What needs to be done
Give back every record below, character for character.

(Data for processing)

Issue #1329, opened 2020-02-12
feat: add test for `attachThemeAttrs` function


TahimiLeonBravo:
#### Specs
 - [ ] attachThemeAttrs - should return a merge object with props and default themes values when props.theme.rainbow is an empty
  - [ ] attachThemeAttrs - should return a merge object with props and props.theme.rainbow when props.theme.rainbow was passed

PR #1391, opened 2020-03-05
feat: add test for `attachThemeAttrs` function

HellWolf93:
fix: #1329

#### Test specs
attachThemeAttrs
- should return a merge object with props and default themes values when props.theme.rainbow is empty
- should return a merge object with props and props.theme.rainbow when props.theme.rainbow was passed

### DIFF
--- a/src/styles/helpers/__test__/attachThemeAttrs.spec.js
+++ b/src/styles/helpers/__test__/attachThemeAttrs.spec.js
@@ -1,0 +1,42 @@
+import React from 'react';
+import styled from 'styled-components';
+import { mount } from 'enzyme';
+import attachThemeAttrs from '../attachThemeAttrs';
+import defaultTheme from '../../defaultTheme';
+
+describe('attachThemeAttrs', () => {
+    let interpolatedProps = null;
+    const interpolatedFn = props => {
+        interpolatedProps = props;
+    };
+    const StyledComponent = attachThemeAttrs(styled.div)`
+        position: relative;
+        ${props => interpolatedFn(props)}
+    `;
+
+    beforeEach(() => {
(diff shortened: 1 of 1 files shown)


src/styles/helpers/__test__/attachThemeAttrs.spec.js
```diff
@@ -0,0 +1,42 @@
...
+    `;
+
+    beforeEach(() => {
+        interpolatedProps = null;
+    });
+
+    it('should return a merge object with props and default themes values when props.theme.rainbow is an empty', () => {
+        mount(<StyledComponent test />);
+        expect(interpolatedProps.test).toBe(true);
+        expect(interpolatedProps.palette).toBe(defaultTheme.palette);
```
LeandroTorresSicilia: toBe is used to compare primitve values like boolean, string, number, etc and toEqual is used to compare objects and arrays.
Since in javascript object are compared by reference in this case toBe make a shallow equal comparison and how they have the same reference (defaultTheme) then it will pass. In order to make a real check of all values we need to use toEqual which make a deep comparison

src/styles/helpers/__test__/attachThemeAttrs.spec.js
```diff
@@ -0,0 +1,42 @@
...
+                        main: {
+                            color: 'red',
+                        },
+                    },
+                },
+            },
+        };
+        mount(<StyledComponent test theme={theme} />);
+        expect(interpolatedProps.test).toBe(true);
+        expect(interpolatedProps.palette).toBe(theme.rainbow.palette);
```
LeandroTorresSicilia: same ^^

(End Data for processing)

Answer section
Issue #1329, opened 2020-02-12
feat: add test for `attachThemeAttrs` function


TahimiLeonBravo:
#### Specs
 - [ ] attachThemeAttrs - should return a merge object with props and default themes values when props.theme.rainbow is an empty
  - [ ] attachThemeAttrs - should return a merge object with props and props.theme.rainbow when props.theme.rainbow was passed

PR #1391, opened 2020-03-05
feat: add test for `attachThemeAttrs` function

HellWolf93:
fix: #1329

#### Test specs
attachThemeAttrs
- should return a merge object with props and default themes values when props.theme.rainbow is empty
- should return a merge object with props and props.theme.rainbow when props.theme.rainbow was passed

### DIFF
--- a/src/styles/helpers/__test__/attachThemeAttrs.spec.js
+++ b/src/styles/helpers/__test__/attachThemeAttrs.spec.js
@@ -1,0 +1,42 @@
+import React from 'react';
+import styled from 'styled-components';
+import { mount } from 'enzyme';
+import attachThemeAttrs from '../attachThemeAttrs';
+import defaultTheme from '../../defaultTheme';
+
+describe('attachThemeAttrs', () => {
+    let interpolatedProps = null;
+    const interpolatedFn = props => {
+        interpolatedProps = props;
+    };
+    const StyledComponent = attachThemeAttrs(styled.div)`
+        position: relative;
+        ${props => interpolatedFn(props)}
+    `;
+
+    beforeEach(() => {
(diff shortened: 1 of 1 files shown)


src/styles/helpers/__test__/attachThemeAttrs.spec.js
```diff
@@ -0,0 +1,42 @@
...
+    `;
+
+    beforeEach(() => {
+        interpolatedProps = null;
+    });
+
+    it('should return a merge object with props and default themes values when props.theme.rainbow is an empty', () => {
+        mount(<StyledComponent test />);
+        expect(interpolatedProps.test).toBe(true);
+        expect(interpolatedProps.palette).toBe(defaultTheme.palette);
```
LeandroTorresSicilia: toBe is used to compare primitve values like boolean, string, number, etc and toEqual is used to compare objects and arrays.
Since in javascript object are compared by reference in this case toBe make a shallow equal comparison and how they have the same reference (defaultTheme) then it will pass. In order to make a real check of all values we need to use toEqual which make a deep comparison

src/styles/helpers/__test__/attachThemeAttrs.spec.js
```diff
@@ -0,0 +1,42 @@
...
+                        main: {
+                            color: 'red',
+                        },
+                    },
+                },
+            },
+        };
+        mount(<StyledComponent test theme={theme} />);
+        expect(interpolatedProps.test).toBe(true);
+        expect(interpolatedProps.palette).toBe(theme.rainbow.palette);
```
LeandroTorresSicilia: same ^^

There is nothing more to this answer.